The team next investigated time trends in the proportion of PCR tests exhibiting SGTF across 275,000 test results.


(A) Map of the difference in median Rt estimates for VOC and non-VOC variants for all STPs for weeks 48 and week 50. (B) Scatterplot of the reproduction numbers of VOC (S-) and non-VOC (S+) by STP and week. Point size indicates frequency of the VOC, while shape and colour signify week and NHS region, respectively.
 

The observed changes in VOC frequency inferred from the genetic data closely corresponded with the changes inferred by SGTFs in community-based diagnostic PCR testing.
 
Also by examining growth trends in SGTF and non-SGTF case numbers at the local area level across England, the team showed that the VOC exhibits higher transmissibility compared with non-VOC lineages. The SGTF data also indicated a small but significant shift towards those aged under 20 years being more affected by the VOC than non-VOC variants, even after adjusting for variation by week and region.
 
The team also performed regression analyses to explore the effect of VOC frequency on the overall time-varying reproduction number. The analyses were conducted at two different spatial scales – LTLAs and NHS England Sustainability and Transformation Plan areas (a subdivision of NHS Regions).
 
Importantly across almost every area analyzed, the researchers observed a very clear visual association between SGTF frequency and epidemic growth of the VOC.
 
The study team said that across all of the analyses conducted, the VOC was found to have a strong transmission advantage, with the estimated difference in reproduction numbers between the VOC and non-VOC lineages ranging from 0.4 to 0.7.
 
The study team warned, “The substantial transmission advantage we have estimated the VOC to have over prior viral lineages poses major challenges for ongoing control of COVID-19 in the UK and elsewhere in the coming months.
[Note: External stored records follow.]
PR #766, opened 2026-05-21
fix: replace panicking code paths with graceful error handling

dacrab:
## Summary

Replaces `unwrap()`, `expect()`, and `panic!()` calls in runtime code paths with proper error handling. The bar will now log warnings and degrade gracefully instead of crashing when D-Bus connections fail, PulseAudio restarts, or system calls error.

Also converts blocking `std::process::Command` calls to async `tokio::process::Command` to avoid blocking the tokio runtime.

## Changes

| File | Fix |
|------|-----|
| `src/services/network/dbus.rs` | 4 `.unwrap()` in D-Bus signal handlers → `match` + `warn!` with fallback |
| `src/services/tray/dbus.rs` | 5 `.unwrap()` in signal emitters → `match` + `warn!` with early return |
| `src/services/audio.rs` | `panic!()` in PulseAudio init → `return Err(...)` |
| `src/utils/launcher.rs` | `std::process::Command` → `tokio::process::Command` |
| `src/services/compositor/hyprland.rs` | `is_lua_config`/`dispatch_lua` → async with `tokio::process::Command`; `std::sync::RwLock` → `tokio::sync::RwLock` |
| `src/config.rs` | Hot-reload file read wrapped in `spawn_blocking` |
| `src/services/idle_inhibitor.rs` | Check `ftruncate` return value |
| `src/modules/custom_module.rs` | `.expect()` on child wait → `match` + `warn!` |
| `src/app.rs` | Signal stream `.expect()` → graceful fallback with empty stream |

## Testing

- `cargo check` ✓
- `cargo clippy -- -D warnings` ✓ (zero warnings)

## Motivation

If NetworkManager restarts, PulseAudio crashes, or a D-Bus signal emission fails, the bar previously panicked and crashed. These are recoverable conditions — the bar should log the error and continue operating with degraded functionality until the service recovers.

### DIFF
--- a/.github/workflows/ci.yml
+++ b/.github/workflows/ci.yml
@@ -21,7 +21,7 @@ jobs:
     steps:
       - uses: actions/checkout@v6
 
-      - uses: dorny/paths-filter@v3
+      - uses: dorny/paths-filter@v4
         id: filter
         with:
           filters: |
--- a/.github/workflows/nix-ci.yml
+++ b/.github/workflows/nix-ci.yml
@@ -21,7 +21,7 @@ jobs:
     steps:
       - uses: actions/checkout@v6
 
-      - uses: dorny/paths-filter@v3
+      - uses: dorny/paths-filter@v4
         id: filter
         with:
           filters: |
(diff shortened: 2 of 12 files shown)


MalpenZibo (approved):
🚀

PR #774, opened 2026-05-23
feat(audio): configurable volume_step and max_volume with overdrive i…

sudo-Tiz:
### Features

- **`volume_step`** (default: 5) — configurable step size for IPC volume up/down commands
- **`max_volume`** (default: 100, max: 200) — allows volume to exceed 100% hardware level

### Overdrive visual feedback (when volume > 100%)

- **Panel icon** switches to `SpeakerOverdrive` (󰝝)
- **Settings slider** rail turns red (`danger` color)
- **OSD progress bar** turns red (`progress_bar::danger`)
- **OSD percentage** (opt-in via `show_volume_percentage`) displays the actual value

### Config

```toml
[settings]
volume_step = 5      # 1..=50
max_volume = 150     # 1..=200, default 100

[osd]
show_volume_percentage = true
show_brightness_percentage = false
```

### Design choices

- Overdrive is **derived, never stored** — computed from `value > 1.0` in views, no extra field propagated through messages
- OSD value is normalized to `NORMAL_VOLUME` (not `vol_max`), so it can exceed 1.0 naturally
- Panel icon normalization uses `NORMAL_VOLUME` (100% hardware) so all 3 speaker levels remain reachable below 100%
- Microphone is **not** affected — stays capped at 100%
- Config values are clamped with a `warn!` log if out of range


MalpenZibo (commented):
<del>Nice! Can you fix the docs conflict?</del>

Done :smile:

MalpenZibo (approved):
🚀

PR #775, opened 2026-05-24
ci: upgrade to Node.js 24 and fix GitHub Pages deployment

dacrab:
## Changes

This PR fixes GitHub Pages deployment issues and upgrades workflows to Node.js 24 to avoid deprecation warnings.

### Fixes:
- Upgraded to Node.js 24 (Node 20 will be deprecated on June 2nd, 2026)
- Updated `deploy-pages` action from v4 to v5
- Added `FORCE_JAVASCRIPT_ACTIONS_TO_NODE24` environment variable for actions that don't yet support Node 24 natively

### Context:
Node.js 20 actions are deprecated and will be removed from GitHub runners on September 16th, 2026. This PR ensures the workflows continue to work without warnings.

Tested in my fork and deployment works correctly.

PR #777, opened 2026-05-25
ci: upgrade dorny/paths-filter v3 → v4 (node24)

dacrab:
## Changes

Upgrade `dorny/paths-filter` from `v3` to `v4` in `ci.yml` and `nix-ci.yml`.

### Why

`v3` runs on `node20`, which is deprecated and will be forcibly removed from GitHub runners on **September 16, 2026**. `v4` (released March 2026) upgrades the runtime to `node24`.

All other actions in the repo are already on node24-compatible versions. `peaceiris/actions-mdbook` is the only remaining node20 action but has no node24 release yet — it is handled separately via `FORCE_JAVASCRIPT_ACTIONS_TO_NODE24` in the gh-pages workflow (PR #775).

### DIFF
--- a/.github/workflows/ci.yml
+++ b/.github/workflows/ci.yml
@@ -21,7 +21,7 @@ jobs:
     steps:
       - uses: actions/checkout@v6
 
-      - uses: dorny/paths-filter@v3
+      - uses: dorny/paths-filter@v4
         id: filter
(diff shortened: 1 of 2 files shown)


MalpenZibo (approved):
👌

Issue #752, opened 2026-06-05
Sanity-check the ingestion architecture: one log, ClickHouse + Mixedbread views


andrewgazelka:
Is the one-log-many-views design the right spine for ingesting domain facts (Minecraft block placements, Claude/Codex history, shell history, journald) and fanning out to both ClickHouse and Mixedbread? Want a sanity check on the architecture before we lean on it harder.

< />< />< />mermaid  <br>flowchart LR  <br>subgraph SOURCES< />"SOURCES (producers)"< />  <br>blocks< />"Minecraft block< />nplacement (fact)"< />  <br>chats< />"Claude / Codex< />ntranscripts"< />  <br>shell< />"shell history< />n+ journald"< />  <br>code< />"code repos"< />  <br>end

subgraph TRANSPORT< />"TRANSPORT (lossy delivery)"< />  <br>kprod< />"tail + kafka-producer"< />  <br>otel< />"OTel collector< />n(filelog + journald)"< />  <br>end

subgraph LOG< />"LOG (durable, replayable truth)"< />  <br>topic< />"Kafka/Redpanda topic"< />  <br>parquet< />"Parquet/Iceberg on S3/R2"< />  <br>end

subgraph VIEWS< />"VIEWS (one per query pattern)"< />  <br>ch< />"ClickHouse< />ncolumnar / range"< />  <br>mxbai< />"Mixedbread< />nvector index"< />  <br>end

grafana< />"Grafana"< />  <br>mgrep< />"search / mgrep"< />

blocks --> kprod --> topic  <br>chats --> otel --> topic  <br>shell --> otel  <br>topic --> parquet  <br>parquet --> ch  <br>parquet -->|indexer reads log, dedups, pushes docs| mxbai  <br>code -->|documents, not events: skip the log| mxbai  <br>ch --> grafana  <br>mxbai --> mgrep  <br>< />< />< />

Current shape:

* Transport (kafka-producer tail, OTel collector) is lossy delivery, not truth.
* One durable log (Kafka/Redpanda topic materialized to Parquet/Iceberg on object storage) is the source of truth.
* Views derived from the log: ClickHouse for columnar/range/aggregate (Grafana on top), Mixedbread for semantic search (search/mgrep on top). Mixedbread is fed from the S3/Parquet log via source/parquet + sink/parquet so an outage resumes from the buffer.
[...]

PR #786, opened 2026-06-07
tools: iceberg-rust 0.9 spike for the R2 corpus log

wyattgill9:
Phase 0.4 of the #752 plan: prove the `sink-iceberg`/`source-iceberg` design against iceberg-rust 0.9.1 with running code before building the real crates (which landed as `lake-iceberg` in #785 — this spike is the instrument that shaped it).

Standalone workspace on purpose (own lockfile, like `packages/nix-cargo-unit`): the throwaway never touches the root lock, unit graph, or lint wall.

All six scenarios pass against the in-memory catalog: namespace+table creation, two append commits, full scan, snapshot-cursor incremental read, concurrent writers. Findings baked into comments and the README, each of which became a design rule in #785:

1. Per-run UUID file-name suffix is mandatory (a reused name is rejected as already-referenced).
2. The incremental cursor is a ~30-line manifest walk we own: `sequence_number` cursor, `Append`-only snapshots (`Replace` = compaction would re-deliver the table), `added_snapshot_id` filter (manifests are immutable and carried forward).
3. REST catalog in 0.9 needs an explicit `OpenDalStorageFactory` and the `"token"` prop; standard `iceberg::io::S3_*` props configure the data plane.

The R2 half (real auth, managed compaction vs the cursor, snapshot expiration) pends Cloudflare credentials; the same binary runs against R2 with `SPIKE_CATALOG=rest` per the README. The local REST fixture lives with the lake crate in #785 (`packages/lake/iceberg/fixture/`).

Refs #752.

> [!NOTE]
> ### Add iceberg-rust 0.9 spike tool for validating Iceberg table operations against R2
> Adds a standalone Rust binary at [tools/iceberg-r2-spike](https://github.com/indexable-inc/index/pull/786/files#diff-82c9b473004d357a8c1ab8570457f800298f453b393084abd54c59d15df4a7b5) that exercises iceberg-rust 0.9 against an in-memory or REST/R2 catalog to validate design assumptions before production use.
>
> - Implements six scenarios (S1–S6): namespace/table creation, sequential appends, full-scan row count, incremental snapshot cursor reads, and concurrent optimistic-commit writes with retry
> - Supports two catalog modes via `SPIKE_CATALOG` env var: in-memory with a temp file warehouse (default) or a REST catalog backed by OpenDal S3 storage for R2
> - The `added_files_since` cursor logic filters manifest entries by snapshot sequence number and `Added` status, excluding compaction (`Replace`) operations
> - Includes a [README.md](https://github.com/indexable-inc/index/pull/786/files#diff-aa785bfca29214e46ce07faf57aebeda5fc4d9704dbccc84e6cb3547a6bd85ca) with findings, run instructions, and remaining verification tasks
>
> 
>
> <sup><a href="https://app.macroscope.com">Macroscope</a> summarized 3fbf3c9.</sup>
> 
>


wyattgill9:
Throwaway spike — it did its job: validated iceberg-rust 0.9.1 (REST catalog, append, commit-conflict retry, incremental scan). The corpus lake ships on that validation in #785 + the leader fold, standing on internal MinIO rather than R2 (see the internal-S3 pivot on #752). Closing without merging; nothing here is meant for main.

Critically, we find evidence that non-pharmaceutical interventions (NPIs) were sufficient to control non-VOC lineages to reproduction numbers below 1 during the November 2020 lockdown in England, but that at the same time, the NPIs were insufficient to control the VOC.”
 
The team said that social distancing measures will need to be stricter than they would otherwise have been.
 
The team concluded, “These policy questions will be informed by the ongoing urgent epidemiological investigation into this variant, most notably examining evidence for any changes in severity, but also giving more nuanced understanding into transmissibility changes. A particular concern is whether it will be possible to maintain control over transmission while allowing schools to reopen in January 2021. These policy questions will be informed by the ongoing urgent epidemiological investigation into this variant, most notably examining evidence for any changes in severity, but also giving more nuanced understanding into transmissibility changes, for instance in the household setting.”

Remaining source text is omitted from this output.